* [Stored data]:

PR #469, opened 2023-08-24
Override quota calculation methods

jaywcarman:
Depends on:
https://github.com/ManageIQ/manageiq/pull/22680

PowerVS uses the more typical Flavor style of cpu allocation for SAP
profiles. For non SAP profiles, the Flavor only set the host type and
the user is allowed to request any number of cpus using the
entitled_processors form option.

### DIFF
--- a/app/models/manageiq/providers/ibm_cloud/power_virtual_servers/cloud_manager/template.rb
+++ b/app/models/manageiq/providers/ibm_cloud/power_virtual_servers/cloud_manager/template.rb
@@ -59,6 +59,15 @@ class ManageIQ::Providers::IbmCloud::PowerVirtualServers::CloudManager::Template
     _log.error("image=[#{name}], error: #{e}")
   end
 
+  def number_of_cpus_for_request(request, _flavor_id = nil)
+    flavor_obj = Flavor.find_by(:ems_id => ems_id, :name => request.options[:sys_type][1])
+    if flavor_obj.kind_of?(ManageIQ::Providers::IbmCloud::PowerVirtualServers::CloudManager::SAPProfile)
+      flavor_obj.try(:cpus)
+    else
+      request.get_option(:entitled_processors).to_f.ceil
+    end
+  end
+
   def self.raw_import_image(ext_management_system, options = {})
     session_id = SecureRandom.uuid
     wrkfl_timeout = options['timeout'].to_i.hours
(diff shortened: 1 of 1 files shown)


app/models/manageiq/providers/ibm_cloud/power_virtual_servers/cloud_manager/template.rb
```diff
@@ -59,6 +59,15 @@ def raw_delete_image
     _log.error("image=[#{name}], error: #{e}")
   end
 
+  def number_of_cpus_for_request(request)
+    flavor_obj = Flavor.find_by(:name => request.options[:sys_type][1])
```
agrare, line 63: I think you want `request.get_option(:sys_type)` here.  Also we'll need to include the EMS ID so we don't find a flavor from another EMS

jaywcarman: > I think you want `request.get_option(:sys_type)` here.

That wasn't working for me, because we're not using the `flavors` table index as the index for this form.

```ruby
(byebug) request.options[:sys_type]
[1, "s922"]
(byebug) Flavor.find(request.get_option(:sys_type)).name
  Flavor Load (93.2ms)  SELECT "flavors".* FROM "flavors" WHERE "flavors"."id" = $1 LIMIT $2  [["id", 1], ["LIMIT", 1]]
  Flavor Inst Including Associations (0.2ms - 1rows)
"e980"
(byebug) Flavor.find_by(:ems_id => ems_id, :name => "s922").name
PostgreSQLAdapter#log_after_checkout, connection_pool: size: 5, connections: 2, in use: 2, waiting_in_queue: 0
  Flavor Load (42.8ms)  SELECT "flavors".* FROM "flavors" WHERE "flavors"."ems_id" = $1 AND "flavors"."name" = $2 LIMIT $3  [["ems_id", 3], ["name", "s922"], ["LIMIT", 1]]
PostgreSQLAdapter#log_after_checkout, connection_pool: size: 5, connections: 3, in use: 3, waiting_in_queue: 0
  Flavor Inst Including Associations (0.3ms - 1rows)
  TRANSACTION (20.1ms)  BEGIN
"s922"
(byebug) Flavor.find_by(:ems_id => ems_id, :name => "s922").id
  TRANSACTION (5508.8ms)  BEGIN
  Flavor Load (13.9ms)  SELECT "flavors".* FROM "flavors" WHERE "flavors"."ems_id" = $1 AND "flavors"."name" = $2 LIMIT $3  [["ems_id", 3], ["name", "s922"], ["LIMIT", 1]]
  Flavor Inst Including Associations (0.6ms - 1rows)
2
```

This list is generated [here](https://github.com/ManageIQ/manageiq-providers-ibm_cloud/blob/master/app/models/manageiq/providers/ibm_cloud/power_virtual_servers/cloud_manager/provision_workflow.rb#L80C17-L80C91), where it looks like the index is just an enumeration instead of mapping to the Flavor ID.

>  Also we'll need to include the EMS ID so we don't find a flavor from another EMS

Nice catch, I'll fix this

* [WHAT IS BEING ASKED]:
Search the records for the word "connections" and return every line that holds it.

* [SOLUTION TO THE EXERCISE]:
PostgreSQLAdapter#log_after_checkout, connection_pool: size: 5, connections: 2, in use: 2, waiting_in_queue: 0
PostgreSQLAdapter#log_after_checkout, connection_pool: size: 5, connections: 3, in use: 3, waiting_in_queue: 0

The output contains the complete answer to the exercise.